→ **Required work**
In these records, how many lines contain "functionality"? Please reply with the number only.

[Saved data entries]
Issue #1619, opened 2022-06-29
Implement `ChannelUpgradeTry` functionality for `04-channel`


damiannolan:
## Summary

Implement the `ChannelUpgradeTry` functionality as defined in [ICS004 - Upgrade Handshake](https://github.com/cosmos/ibc/blob/master/spec/core/ics-004-channel-and-packet-semantics/UPGRADES.md#Upgrade-Handshake):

→ **Answer for this exercise**
2